### EXERCISE
Could you please find each line in the records that contains the word "pattern" and copy it?

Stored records
"""

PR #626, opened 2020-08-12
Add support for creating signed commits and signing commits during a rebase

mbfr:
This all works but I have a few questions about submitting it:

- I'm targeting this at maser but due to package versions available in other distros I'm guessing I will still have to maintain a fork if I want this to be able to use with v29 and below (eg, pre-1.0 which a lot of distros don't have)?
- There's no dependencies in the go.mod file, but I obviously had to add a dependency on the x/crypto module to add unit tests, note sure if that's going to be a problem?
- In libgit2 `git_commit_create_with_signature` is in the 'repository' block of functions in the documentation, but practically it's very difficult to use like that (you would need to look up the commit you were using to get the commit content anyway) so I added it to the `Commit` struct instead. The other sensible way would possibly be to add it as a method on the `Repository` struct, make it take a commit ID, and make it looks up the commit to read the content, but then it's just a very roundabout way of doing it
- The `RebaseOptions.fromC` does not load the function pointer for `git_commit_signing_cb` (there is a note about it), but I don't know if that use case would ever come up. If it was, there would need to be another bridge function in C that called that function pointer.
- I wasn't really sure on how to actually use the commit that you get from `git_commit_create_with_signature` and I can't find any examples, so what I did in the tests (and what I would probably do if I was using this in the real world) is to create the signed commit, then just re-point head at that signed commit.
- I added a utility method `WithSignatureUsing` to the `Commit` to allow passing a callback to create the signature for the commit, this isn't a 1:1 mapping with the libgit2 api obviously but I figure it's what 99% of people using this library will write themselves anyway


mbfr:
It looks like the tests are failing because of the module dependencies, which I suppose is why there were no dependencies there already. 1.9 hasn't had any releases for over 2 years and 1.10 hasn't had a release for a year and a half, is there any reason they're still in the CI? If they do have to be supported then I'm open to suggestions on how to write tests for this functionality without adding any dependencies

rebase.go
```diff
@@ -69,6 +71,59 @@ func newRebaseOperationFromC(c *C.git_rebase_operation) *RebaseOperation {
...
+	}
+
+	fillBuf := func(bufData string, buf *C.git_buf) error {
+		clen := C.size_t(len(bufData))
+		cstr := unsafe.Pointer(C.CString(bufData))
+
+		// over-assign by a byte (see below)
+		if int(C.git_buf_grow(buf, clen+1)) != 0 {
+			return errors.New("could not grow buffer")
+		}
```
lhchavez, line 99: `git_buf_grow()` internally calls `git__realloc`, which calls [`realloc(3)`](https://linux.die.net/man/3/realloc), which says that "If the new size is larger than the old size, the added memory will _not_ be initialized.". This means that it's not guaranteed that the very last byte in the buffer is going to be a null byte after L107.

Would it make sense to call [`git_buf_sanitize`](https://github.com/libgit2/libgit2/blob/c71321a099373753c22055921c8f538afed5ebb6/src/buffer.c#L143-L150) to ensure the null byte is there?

"""
"""

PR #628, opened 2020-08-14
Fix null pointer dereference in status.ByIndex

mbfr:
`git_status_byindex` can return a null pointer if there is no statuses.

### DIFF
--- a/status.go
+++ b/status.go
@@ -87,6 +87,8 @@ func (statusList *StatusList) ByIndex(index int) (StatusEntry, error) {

"""
"""

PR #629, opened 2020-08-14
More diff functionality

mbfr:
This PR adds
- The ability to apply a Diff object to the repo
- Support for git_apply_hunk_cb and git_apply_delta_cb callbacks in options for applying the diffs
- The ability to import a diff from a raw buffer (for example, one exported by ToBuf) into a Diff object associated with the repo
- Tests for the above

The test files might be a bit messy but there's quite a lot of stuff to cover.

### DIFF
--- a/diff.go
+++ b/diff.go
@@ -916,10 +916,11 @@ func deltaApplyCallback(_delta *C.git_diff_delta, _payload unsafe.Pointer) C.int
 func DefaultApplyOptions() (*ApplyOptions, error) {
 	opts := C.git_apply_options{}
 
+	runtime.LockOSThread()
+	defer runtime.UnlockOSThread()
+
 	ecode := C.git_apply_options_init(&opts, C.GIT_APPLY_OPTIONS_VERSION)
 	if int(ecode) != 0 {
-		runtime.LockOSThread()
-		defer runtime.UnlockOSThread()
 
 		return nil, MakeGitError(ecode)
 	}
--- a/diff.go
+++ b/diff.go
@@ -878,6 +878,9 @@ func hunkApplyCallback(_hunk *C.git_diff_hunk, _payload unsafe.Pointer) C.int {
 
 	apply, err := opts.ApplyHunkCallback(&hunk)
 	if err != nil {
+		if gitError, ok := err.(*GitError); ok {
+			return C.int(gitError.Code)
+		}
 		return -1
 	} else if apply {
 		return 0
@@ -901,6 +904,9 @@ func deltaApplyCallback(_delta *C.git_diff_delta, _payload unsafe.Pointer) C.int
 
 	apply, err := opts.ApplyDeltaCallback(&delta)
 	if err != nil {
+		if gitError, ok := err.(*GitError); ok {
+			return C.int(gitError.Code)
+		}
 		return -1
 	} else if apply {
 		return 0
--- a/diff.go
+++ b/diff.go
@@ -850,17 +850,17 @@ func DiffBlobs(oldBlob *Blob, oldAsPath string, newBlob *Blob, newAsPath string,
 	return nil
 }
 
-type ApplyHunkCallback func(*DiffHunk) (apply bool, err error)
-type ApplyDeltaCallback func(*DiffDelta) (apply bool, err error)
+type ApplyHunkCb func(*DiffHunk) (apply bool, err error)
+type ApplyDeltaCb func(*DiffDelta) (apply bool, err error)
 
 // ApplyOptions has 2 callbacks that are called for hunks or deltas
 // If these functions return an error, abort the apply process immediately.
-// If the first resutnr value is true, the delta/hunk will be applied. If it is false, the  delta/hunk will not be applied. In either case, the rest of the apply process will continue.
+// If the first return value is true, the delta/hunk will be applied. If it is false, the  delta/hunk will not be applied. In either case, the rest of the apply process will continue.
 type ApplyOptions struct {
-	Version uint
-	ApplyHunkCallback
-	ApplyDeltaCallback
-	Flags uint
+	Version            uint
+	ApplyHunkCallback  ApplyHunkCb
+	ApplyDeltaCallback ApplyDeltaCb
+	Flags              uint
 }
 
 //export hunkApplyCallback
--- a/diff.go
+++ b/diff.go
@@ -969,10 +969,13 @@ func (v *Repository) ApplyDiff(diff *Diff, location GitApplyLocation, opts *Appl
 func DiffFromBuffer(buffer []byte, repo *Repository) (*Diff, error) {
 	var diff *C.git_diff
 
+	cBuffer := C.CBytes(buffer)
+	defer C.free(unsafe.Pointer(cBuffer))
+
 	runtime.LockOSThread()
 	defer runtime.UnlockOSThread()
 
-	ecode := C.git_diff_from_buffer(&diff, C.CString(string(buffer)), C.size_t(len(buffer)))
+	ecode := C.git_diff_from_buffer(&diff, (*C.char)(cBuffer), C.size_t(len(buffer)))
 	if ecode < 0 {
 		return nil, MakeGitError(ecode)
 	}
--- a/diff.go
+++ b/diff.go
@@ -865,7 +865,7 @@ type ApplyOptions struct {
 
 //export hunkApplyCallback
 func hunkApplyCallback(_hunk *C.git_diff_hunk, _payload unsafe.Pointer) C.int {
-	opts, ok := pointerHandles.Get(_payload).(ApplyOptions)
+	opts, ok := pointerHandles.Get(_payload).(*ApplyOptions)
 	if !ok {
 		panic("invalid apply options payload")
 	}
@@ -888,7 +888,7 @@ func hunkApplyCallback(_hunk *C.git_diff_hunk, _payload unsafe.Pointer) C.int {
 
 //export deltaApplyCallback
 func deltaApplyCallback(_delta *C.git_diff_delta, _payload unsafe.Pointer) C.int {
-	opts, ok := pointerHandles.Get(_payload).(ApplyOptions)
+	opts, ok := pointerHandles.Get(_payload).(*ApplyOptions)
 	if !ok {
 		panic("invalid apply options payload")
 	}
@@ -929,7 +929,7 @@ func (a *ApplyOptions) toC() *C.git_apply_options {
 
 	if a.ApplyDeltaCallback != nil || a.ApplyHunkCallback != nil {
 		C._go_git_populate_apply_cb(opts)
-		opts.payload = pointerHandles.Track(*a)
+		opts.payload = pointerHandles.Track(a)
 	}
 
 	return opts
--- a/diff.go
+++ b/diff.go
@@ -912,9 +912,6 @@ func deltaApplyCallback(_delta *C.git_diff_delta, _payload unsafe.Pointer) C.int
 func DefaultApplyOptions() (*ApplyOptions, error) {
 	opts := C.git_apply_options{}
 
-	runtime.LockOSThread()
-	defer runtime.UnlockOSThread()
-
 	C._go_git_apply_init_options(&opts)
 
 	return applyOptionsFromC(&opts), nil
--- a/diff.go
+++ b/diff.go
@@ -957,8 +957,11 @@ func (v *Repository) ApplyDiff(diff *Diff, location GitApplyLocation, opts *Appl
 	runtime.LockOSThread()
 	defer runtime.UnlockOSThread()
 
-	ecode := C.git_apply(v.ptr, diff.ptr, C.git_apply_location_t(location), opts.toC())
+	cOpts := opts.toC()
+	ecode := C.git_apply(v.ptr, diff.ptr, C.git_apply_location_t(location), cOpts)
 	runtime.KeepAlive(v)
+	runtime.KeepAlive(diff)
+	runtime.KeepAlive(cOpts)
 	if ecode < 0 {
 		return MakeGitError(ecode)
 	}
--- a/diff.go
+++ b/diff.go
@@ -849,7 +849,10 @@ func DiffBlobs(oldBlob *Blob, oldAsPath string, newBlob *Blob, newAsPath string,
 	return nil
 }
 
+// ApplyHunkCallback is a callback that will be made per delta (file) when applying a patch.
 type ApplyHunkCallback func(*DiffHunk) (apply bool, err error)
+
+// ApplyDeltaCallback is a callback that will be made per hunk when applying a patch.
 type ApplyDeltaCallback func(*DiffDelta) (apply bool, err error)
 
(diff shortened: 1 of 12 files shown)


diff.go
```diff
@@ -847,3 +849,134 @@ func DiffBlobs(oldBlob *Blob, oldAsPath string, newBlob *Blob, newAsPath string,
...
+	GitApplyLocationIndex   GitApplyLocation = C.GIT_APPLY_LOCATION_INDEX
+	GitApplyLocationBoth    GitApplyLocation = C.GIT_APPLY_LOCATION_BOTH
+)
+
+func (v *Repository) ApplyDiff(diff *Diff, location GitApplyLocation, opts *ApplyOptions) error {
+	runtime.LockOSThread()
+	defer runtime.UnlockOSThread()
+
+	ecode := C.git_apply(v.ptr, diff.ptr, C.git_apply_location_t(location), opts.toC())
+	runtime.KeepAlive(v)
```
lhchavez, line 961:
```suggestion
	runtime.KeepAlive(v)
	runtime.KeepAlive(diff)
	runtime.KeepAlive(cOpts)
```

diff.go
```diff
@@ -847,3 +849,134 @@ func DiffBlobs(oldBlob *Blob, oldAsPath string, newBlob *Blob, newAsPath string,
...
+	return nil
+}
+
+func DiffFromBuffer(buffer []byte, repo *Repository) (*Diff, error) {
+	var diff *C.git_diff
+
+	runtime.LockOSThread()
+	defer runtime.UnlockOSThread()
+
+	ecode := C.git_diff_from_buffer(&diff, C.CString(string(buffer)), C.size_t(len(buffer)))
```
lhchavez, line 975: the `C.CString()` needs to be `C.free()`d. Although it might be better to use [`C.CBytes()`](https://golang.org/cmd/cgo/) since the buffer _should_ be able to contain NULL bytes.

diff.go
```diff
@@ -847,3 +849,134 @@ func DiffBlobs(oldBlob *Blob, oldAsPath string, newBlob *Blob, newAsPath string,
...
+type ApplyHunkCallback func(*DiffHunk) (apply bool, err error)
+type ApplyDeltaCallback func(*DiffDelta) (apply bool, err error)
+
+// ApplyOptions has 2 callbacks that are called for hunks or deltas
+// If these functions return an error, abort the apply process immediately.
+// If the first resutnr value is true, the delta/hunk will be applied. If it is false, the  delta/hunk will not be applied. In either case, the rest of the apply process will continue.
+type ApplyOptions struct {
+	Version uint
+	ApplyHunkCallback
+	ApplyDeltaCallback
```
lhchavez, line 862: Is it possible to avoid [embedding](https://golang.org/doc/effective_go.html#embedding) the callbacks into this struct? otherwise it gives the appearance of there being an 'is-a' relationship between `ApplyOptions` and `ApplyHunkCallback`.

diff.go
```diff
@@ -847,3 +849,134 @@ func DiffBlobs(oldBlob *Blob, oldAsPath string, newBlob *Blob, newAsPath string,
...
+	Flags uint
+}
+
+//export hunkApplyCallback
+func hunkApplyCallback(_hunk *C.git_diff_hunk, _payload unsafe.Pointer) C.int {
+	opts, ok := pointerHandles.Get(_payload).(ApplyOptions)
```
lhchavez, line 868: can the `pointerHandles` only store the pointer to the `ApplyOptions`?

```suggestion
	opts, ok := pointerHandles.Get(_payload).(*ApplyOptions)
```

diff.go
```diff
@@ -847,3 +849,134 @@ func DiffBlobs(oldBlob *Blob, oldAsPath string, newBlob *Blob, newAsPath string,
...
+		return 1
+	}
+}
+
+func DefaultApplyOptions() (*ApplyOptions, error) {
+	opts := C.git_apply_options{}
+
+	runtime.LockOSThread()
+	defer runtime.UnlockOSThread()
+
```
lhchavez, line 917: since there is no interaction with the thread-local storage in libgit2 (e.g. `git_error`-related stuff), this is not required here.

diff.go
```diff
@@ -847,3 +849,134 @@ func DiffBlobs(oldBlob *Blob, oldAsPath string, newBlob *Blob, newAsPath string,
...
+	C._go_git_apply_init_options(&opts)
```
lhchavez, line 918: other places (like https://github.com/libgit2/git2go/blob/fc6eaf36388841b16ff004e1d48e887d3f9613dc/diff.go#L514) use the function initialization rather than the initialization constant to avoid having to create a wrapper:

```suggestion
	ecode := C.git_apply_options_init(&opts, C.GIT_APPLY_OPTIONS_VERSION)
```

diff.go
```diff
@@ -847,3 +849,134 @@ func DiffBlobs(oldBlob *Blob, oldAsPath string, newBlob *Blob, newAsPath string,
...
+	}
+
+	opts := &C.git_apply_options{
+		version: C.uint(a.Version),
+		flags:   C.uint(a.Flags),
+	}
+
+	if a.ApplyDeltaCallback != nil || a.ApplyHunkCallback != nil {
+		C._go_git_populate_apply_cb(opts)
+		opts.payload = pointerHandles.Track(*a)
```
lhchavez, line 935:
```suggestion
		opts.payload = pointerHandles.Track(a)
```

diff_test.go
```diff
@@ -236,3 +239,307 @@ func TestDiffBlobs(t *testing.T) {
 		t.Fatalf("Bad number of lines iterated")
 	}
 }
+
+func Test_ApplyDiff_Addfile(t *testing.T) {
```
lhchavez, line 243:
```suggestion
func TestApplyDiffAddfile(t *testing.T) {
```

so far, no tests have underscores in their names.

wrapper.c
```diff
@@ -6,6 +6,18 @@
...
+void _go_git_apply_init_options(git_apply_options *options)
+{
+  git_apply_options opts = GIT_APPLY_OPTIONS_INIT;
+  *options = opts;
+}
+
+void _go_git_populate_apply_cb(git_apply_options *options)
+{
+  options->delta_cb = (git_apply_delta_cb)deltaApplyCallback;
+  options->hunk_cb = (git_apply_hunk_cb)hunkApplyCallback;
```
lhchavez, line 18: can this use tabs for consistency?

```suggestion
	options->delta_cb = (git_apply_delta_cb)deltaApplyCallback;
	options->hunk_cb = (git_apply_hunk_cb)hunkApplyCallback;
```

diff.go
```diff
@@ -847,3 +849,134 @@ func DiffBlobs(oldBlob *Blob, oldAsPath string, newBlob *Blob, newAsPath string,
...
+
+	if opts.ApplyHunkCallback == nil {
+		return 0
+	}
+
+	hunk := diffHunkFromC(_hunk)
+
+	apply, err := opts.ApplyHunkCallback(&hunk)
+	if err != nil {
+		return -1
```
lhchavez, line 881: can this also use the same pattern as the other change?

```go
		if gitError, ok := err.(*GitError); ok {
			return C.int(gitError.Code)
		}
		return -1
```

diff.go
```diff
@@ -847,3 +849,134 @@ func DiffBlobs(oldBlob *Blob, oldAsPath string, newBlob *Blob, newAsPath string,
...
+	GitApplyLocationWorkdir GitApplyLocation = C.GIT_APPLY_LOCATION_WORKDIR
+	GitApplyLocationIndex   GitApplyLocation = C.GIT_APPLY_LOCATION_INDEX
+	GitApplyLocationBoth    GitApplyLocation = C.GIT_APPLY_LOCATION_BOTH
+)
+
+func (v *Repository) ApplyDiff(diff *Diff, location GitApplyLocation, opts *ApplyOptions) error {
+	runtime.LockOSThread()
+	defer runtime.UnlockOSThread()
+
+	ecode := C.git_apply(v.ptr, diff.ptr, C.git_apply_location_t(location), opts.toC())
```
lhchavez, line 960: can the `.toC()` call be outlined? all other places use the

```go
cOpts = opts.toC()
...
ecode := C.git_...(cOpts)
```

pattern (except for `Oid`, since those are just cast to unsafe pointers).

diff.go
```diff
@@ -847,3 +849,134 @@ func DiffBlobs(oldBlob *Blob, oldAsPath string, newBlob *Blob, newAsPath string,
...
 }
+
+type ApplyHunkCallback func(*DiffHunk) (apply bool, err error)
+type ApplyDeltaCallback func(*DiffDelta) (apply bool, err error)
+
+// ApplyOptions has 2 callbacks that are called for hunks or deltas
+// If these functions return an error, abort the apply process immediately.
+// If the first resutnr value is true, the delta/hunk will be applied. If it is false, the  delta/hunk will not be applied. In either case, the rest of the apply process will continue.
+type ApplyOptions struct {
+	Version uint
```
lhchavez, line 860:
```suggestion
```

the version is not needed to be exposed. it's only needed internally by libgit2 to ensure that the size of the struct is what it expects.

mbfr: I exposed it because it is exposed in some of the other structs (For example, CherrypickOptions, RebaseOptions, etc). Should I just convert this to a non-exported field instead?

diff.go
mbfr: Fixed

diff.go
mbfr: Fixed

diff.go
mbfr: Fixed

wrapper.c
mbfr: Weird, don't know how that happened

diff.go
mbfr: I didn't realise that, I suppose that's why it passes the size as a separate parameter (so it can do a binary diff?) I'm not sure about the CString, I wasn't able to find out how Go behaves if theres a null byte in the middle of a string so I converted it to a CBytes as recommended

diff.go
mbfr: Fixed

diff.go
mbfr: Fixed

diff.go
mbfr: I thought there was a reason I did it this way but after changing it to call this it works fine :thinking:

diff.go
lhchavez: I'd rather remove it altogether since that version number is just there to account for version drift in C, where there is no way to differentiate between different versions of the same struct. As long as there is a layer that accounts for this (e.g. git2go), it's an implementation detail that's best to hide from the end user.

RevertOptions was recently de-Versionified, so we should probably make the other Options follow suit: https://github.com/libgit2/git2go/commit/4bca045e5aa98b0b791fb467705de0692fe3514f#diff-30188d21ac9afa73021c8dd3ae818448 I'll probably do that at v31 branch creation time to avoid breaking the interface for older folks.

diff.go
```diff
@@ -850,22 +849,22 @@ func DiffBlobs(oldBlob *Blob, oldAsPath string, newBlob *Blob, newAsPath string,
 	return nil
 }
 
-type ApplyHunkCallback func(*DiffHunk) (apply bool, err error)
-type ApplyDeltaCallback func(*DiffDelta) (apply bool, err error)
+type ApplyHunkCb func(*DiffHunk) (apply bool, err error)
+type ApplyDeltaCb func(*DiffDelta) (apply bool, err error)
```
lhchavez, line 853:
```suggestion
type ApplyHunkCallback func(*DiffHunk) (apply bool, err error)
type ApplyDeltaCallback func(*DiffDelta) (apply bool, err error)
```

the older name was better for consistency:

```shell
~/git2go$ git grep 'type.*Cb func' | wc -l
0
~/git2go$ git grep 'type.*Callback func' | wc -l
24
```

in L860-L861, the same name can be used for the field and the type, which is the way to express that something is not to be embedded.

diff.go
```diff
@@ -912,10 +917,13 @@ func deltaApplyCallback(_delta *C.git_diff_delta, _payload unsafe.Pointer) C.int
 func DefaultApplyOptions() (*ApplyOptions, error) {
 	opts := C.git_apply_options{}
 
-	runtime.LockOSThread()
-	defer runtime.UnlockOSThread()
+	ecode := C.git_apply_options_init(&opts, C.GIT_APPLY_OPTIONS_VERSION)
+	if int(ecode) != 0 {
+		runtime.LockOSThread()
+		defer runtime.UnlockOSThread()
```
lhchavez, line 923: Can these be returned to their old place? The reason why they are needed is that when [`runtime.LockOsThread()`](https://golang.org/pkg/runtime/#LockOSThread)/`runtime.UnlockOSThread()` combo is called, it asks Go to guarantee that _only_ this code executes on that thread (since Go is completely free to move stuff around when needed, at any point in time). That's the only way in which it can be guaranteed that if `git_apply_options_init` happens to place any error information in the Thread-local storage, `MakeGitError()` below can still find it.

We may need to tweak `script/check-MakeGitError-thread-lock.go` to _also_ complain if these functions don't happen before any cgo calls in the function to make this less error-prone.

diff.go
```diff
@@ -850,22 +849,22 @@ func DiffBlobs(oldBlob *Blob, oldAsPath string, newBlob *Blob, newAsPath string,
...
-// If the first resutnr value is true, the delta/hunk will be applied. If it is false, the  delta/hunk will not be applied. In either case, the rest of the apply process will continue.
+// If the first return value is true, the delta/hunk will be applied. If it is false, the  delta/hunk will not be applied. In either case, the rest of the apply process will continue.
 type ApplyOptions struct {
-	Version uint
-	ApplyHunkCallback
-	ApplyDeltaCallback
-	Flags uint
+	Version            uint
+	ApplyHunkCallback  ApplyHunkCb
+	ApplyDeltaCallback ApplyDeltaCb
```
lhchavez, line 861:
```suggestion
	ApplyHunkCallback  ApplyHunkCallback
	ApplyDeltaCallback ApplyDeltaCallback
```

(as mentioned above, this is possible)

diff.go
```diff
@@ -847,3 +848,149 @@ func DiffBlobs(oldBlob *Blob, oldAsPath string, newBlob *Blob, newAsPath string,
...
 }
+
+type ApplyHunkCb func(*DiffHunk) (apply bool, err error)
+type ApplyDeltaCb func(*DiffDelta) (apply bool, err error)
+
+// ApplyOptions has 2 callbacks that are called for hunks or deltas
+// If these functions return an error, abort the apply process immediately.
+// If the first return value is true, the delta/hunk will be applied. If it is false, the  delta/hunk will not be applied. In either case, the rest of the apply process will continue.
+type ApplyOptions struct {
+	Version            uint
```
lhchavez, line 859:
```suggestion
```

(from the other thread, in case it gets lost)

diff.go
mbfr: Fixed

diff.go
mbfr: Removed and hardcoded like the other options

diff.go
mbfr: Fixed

"""

### WRITTEN SOLUTION
lhchavez, line 881: can this also use the same pattern as the other change?
pattern (except for `Oid`, since those are just cast to unsafe pointers).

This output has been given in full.